The analyses of DNA and the oldest fossils (Pliocene 5.7 million years ago) of the island of Majorca (Myotragus pepgonellae) indicate that Myotragus balearicus, in spite of being a browsing animal, descended originally from grazers. The closest related species to Myotragus are ovine like the extinct Nesogoral of the Plio-Pleistocene of Sardinia, the old Gallogoral of France (possible mainland ancestor of both the Myotragus and Nesogoral), Ovis (present sheep and mouflon) and the mountain goats of Central Asia. The last common ancestor common to the Myotragus and Nesogoral arrived at Majorca and Sardinia around 6 million years ago, a time at which the Straits of Gibraltar were closed and the Mediterranean Sea was a small collection of salty lakes. Later on, the opening of the Straits and the massive salt water inflow isolated the animal populations, which diversified in the new Mediterranean islands created by tectonic forces. Paralleling, climatic change replaced the vegetation of subtropical type with the present one of Mediterranean type, forcing the Myotragus to develop drastic changes in its feeding and set of teeth.

Strangely, Myotragus only colonized initially the island of Majorca. On Ibiza a strange fauna without terrestrial mammals developed, where birds and bats were the main vertebrates, whereas in Minorca a giant rabbit evolved that covered the same niche that the Myotragus in Majorca. With the level of the sea falling in the Glacial Era, Majorca and Minorca were united and Myotragus replaced the great Minorcan lagomorphs. Both islands separated again at the beginning of the Holocene.

[edit] Extinction

Diverse datings indicate that the three native terrestrial mammals of Majorca (Myotragus, Hypnomys and the giant shrew Nesiosites) disappeared all in the same very short period of time, during the third millennium BC.

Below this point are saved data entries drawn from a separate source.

PR #28, opened 2020-12-02
Replace parsed build args with positional args

mwkroening:
This removes manual parsing of all `cargo-build` arguments. Instead, build arguments are now accepted through last positional arguments. Those arguments which are important for decisions made by `cargo-chef` are parsed from there.

This allows specifying all possible build arguments while still reacting to some of them. Originally, I was trying to pass `--workspace`, which is not possible currently, but found that it might be easier to just allow specifying any build argument instead of parsing each possible build argument explicitly.

What do you think?

### DIFF
--- a/src/lib.rs
+++ b/src/lib.rs
@@ -1,5 +1,5 @@
 mod recipe;
 mod skeleton;
 
-pub use recipe::{DefaultFeatures, OptimisationProfile, Recipe, TargetArgs};
+pub use recipe::{OptimisationProfile, Recipe};
 pub use skeleton::*;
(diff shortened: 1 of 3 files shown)


LukeMathWalker:
Parsing the build arguments has been an intentional design choice in `cargo-chef` - certain build arguments require `cargo-chef` to perform additional actions and I prefer to have a dev opening an issue here saying "flag xyz is not supported" than having the tool behave weirdly because they hit a edge case I didn't account for.
Therefore I'll close this PR but I am happy to merge one adding support for `--workspace` :+1:

PR #29, opened 2020-12-03
Update Readme with more efficient planning stage example

Lesstat:
Hi,
I just started my first experiments with cargo-chef (as described in the readme) and noticed, that all my dependencies were rebuild when I changed my code.
In the Readme  the prepare stage is displayed like this:

```dockerfile
FROM rust as planner
WORKDIR app

RUN cargo install cargo-chef 
COPY . .
RUN cargo chef prepare  --recipe-path recipe.json
``` 
This means that the prepare stage depends on all files in the current directory. When we change this to:
```dockerfile
FROM rust as planner
WORKDIR app

RUN cargo install cargo-chef 
COPY Cargo.toml Cargo.lock /app/ # <-- this is different
RUN cargo chef prepare  --recipe-path recipe.json
``` 
This is no longer the case and it worked for my project. Unfortunately, I am not clear enough on the internals of cargo-chef and if this works for every project. If so I would propose to merge this pull request, otherwise feel free to close it :).

BTW: Thank you very much for this awesome tool!

Best regards,
Lesstat

### DIFF
--- a/README.md
+++ b/README.md
@@ -85,8 +85,8 @@ FROM rust as planner
 WORKDIR app
 # We only pay the installation cost once, 
 # it will be cached from the second build onwards
-RUN cargo install cargo-chef 
-COPY . .
+RUN cargo install cargo-chef
+COPY Cargo.toml Cargo.lock /app/
 RUN cargo chef prepare  --recipe-path recipe.json
 
 FROM rust as cacher


LukeMathWalker:
The `prepare` stage indeed depends on all file in your project, but the `prepare` does not perform any dependency building - it just outputs a `recipe.json` file. Apart from installing `cargo-chef` itself, which is going to be cached after the first build, it should take a few seconds at most. 
Being able to copy your working directory wholesale, without having to pick and choose, but still getting caching is a huge chunk of the value proposition here, so I don't think we should merge this.

Can you share the entire Dockerfile you were using where you saw this problem?

Lesstat:
I totally understand your reasoning. I think my problem came from a bad interaction with a `build.rs`-script which I can not exactly pinpoint.   

The dockerfile looked like this:
```dockerfile
FROM rust:1.48 as planner
WORKDIR app
# We only pay the installation cost once,
# it will be cached from the second build onwards
RUN cargo install cargo-chef
COPY . .
RUN cargo chef prepare  --recipe-path recipe.json

FROM rust:1.48 as cacher
WORKDIR app
RUN cargo install cargo-chef
COPY --from=planner /app/recipe.json recipe.json
RUN cargo chef cook --release --recipe-path recipe.json

FROM rust:1.48 as builder
WORKDIR app
COPY . .
# Copy over the cached dependencies
COPY --from=cacher /app/target target
COPY --from=cacher /usr/local/cargo /usr/local/cargo
RUN cargo build --release 

FROM scratch as runtime
WORKDIR app
COPY --from=builder /app/target/release/osmgraphing .
ENTRYPOINT ["/app/osmgraphing"]
```

LukeMathWalker:
Can you upload on GitHub a skeleton project that reproduces the issue you were seeing?

Lesstat:
I tried recreating my issues with a minimal project but unfortunately did not succeed.  If I manage do it sometime I will contact you again.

During years of continued discussion between scientists, some said the extinction was caused by climate change, others maintained they were exterminated by the first human settlers of the Balearic Islands. Some evidence could support both opinions; due to that, this question is still not answered unequivocally.

The dominant theory is the one that aims at an extinction by human causes. Traditional methods had dated the first human colonization of Balearic towards 5000 BC or even before, but the revision of the deposits with modern methods of dating indicates clearly that there was no human presence before 3000 BC, thus the first Balearics would be the creators of the pre-talayotic culture (3000-1400 BC). The date is, of course, highly suspicious, because it agrees very closely with the fast decline of the three forms.

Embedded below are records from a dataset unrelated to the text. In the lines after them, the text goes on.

PR #30, opened 2020-12-07
Use environment variable instead of hardcoded value of $CARGO_HOME in readme

agersant:
Many thanks for working on cargo chef!

I was trying to adapt the example for my own use case and ran into this issue. I don't think the cargo home directory is guaranteed to be `/usr/local/cargo` so using [$CARGO_HOME](https://doc.rust-lang.org/cargo/guide/cargo-home.html) should make the example more portable.

### DIFF
--- a/README.md
+++ b/README.md
@@ -27,7 +27,7 @@
 2. [Benefits vs Limitations](#benefits-vs-limitations)
 3. [License](#license)
 
-## How To Install 
+## How To Install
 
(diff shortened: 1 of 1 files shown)


agersant:
I just realized my editor also stripped out all the trailing white-space, please let me know if you want it back!

LukeMathWalker (approved):
Definitely better this way, thank you!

The first Balearic settlers had a Neolithic culture, although they continued living in caves which are plentiful on the islands. In these there has been found enormous amounts of bony remains of animals, especially Myotragus, with evidence of carving and denting by humans. Most surprising is that not all Myotragus arrived dead at the caves, but that there are indications that many of them were kept alive for some time there, and also many of them had the horns trimmed and healed later: A clear indication that they were being object on an attempt of domestication. The reason for this failure to domesticate it is that probably the Myotragus did not reproduce in captivity or not at a suitable speed, because only remains of adult individuals have been found.

Human hunting, the failure of domestication, the introduction of domestic animals like goats (that competed with Myotragus for the same food), cows, pigs and sheep (and consequently, the destruction of the forests to create places for them to pasture) and dogs (which could have preyed on the Myotragus) were the probable causes of the extinction of this animal.